Kamala Harris: A political star is born
WASHINGTON — Just as Joe Biden was resurrected by a landslide primary victory in South Carolina, his choice for a running mate has been elevated by a startling debut on national television. Harris’ joint appearance with Biden was electric in its confident commitment to drive Donald Trump from office and to restore legality and vision to the presidency.
Kamala Harris, with polish and grit, served notice that she is ready and able to brush off Trump’s expected personal and political slurs, and counter with a full-throated defense of Biden’s 2020 agenda that already has moved in a more progressive direction.
Embracing Biden’s promise to deliver “an FDR-style presidency,” combatting the economic collapse caused by the coronavirus pandemic, Harris also testified to Biden’s personal empathy for working Americans in pointed contrast to the blind eye Trump has turned to them.

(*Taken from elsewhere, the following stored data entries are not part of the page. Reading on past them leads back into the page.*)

PR #2449, opened 2025-05-23
Wizmerge

Spatison:
# Description

Please don't squash it.

---

# TODO

- [x] Porting all fixes
- [x] Make sure it works

---

# Changelog

:cl:
- add: A large amount of content has been migrated from Wizden


Erisfiregamer1 (changes requested):
Didn't we say we were going to stop doing Wizmerges because they kept overwriting stuff we patched in, like Contests?

This needs much more extensive review for approval. We don't need a repeat of the issues the last Wizmerges caused.

Spatison:
So, this is ready for review, but I need to port the arena admin fix first

VMSolidus:
**VERY CAREFULLY MAKES SURE NOT TO PRESS SQUASH**

PR #2471, opened 2025-05-31
More Drain System Perf Tweaks

VMSolidus:
# Description

Actually the bulk of this system's cost was in having these expensive entity querries running on every frame, so instead of interrupting the drain logic on a per drain basis, we interrupt the entire system of querries itself globally, and cut off the main expense of the system at its root source.

# Changelog

:cl:
- tweak: Made some significant performance improvements to Drains.


bruhmogus:
does this make them actually work too

PR #2472, opened 2025-05-31
Gas Tile Overlay Performance Tweaks

VMSolidus:
# Description

Gas Tile Overlay had a non-functional check for preventing it from running on every frame. This PR fixes the frametime stopper, such that it actually prevents the system from constantly running at all times.

# Changelog

:cl:
- tweak: Made some performance improvements to the Gas Tile Overlay.


Erisfiregamer1 (approved):
we should add a tray but for atmos, like it shows the vector of force of the atmospheric movement around you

The president greeted the appearance of the 2020 Democratic ticket by calling Harris “nasty” and Biden’s campaign “phony” and “far-left radical.” He said of Harris’s early exit from the 2020 primaries: “She left angry, she left mad. There was nobody more insulting to Biden than she was. She said horrible things about him. . . . Now all of a sudden she’s running to be vice president, saying how wonderful he is.”
Biden responded: “Whining is what Donald Trump does best — better than any president in American history.” Harris chimed in: “America is crying out for leadership, yet we have a president who cares more about himself than the people who elected him, a president who is making every challenge we face even more difficult to solve.”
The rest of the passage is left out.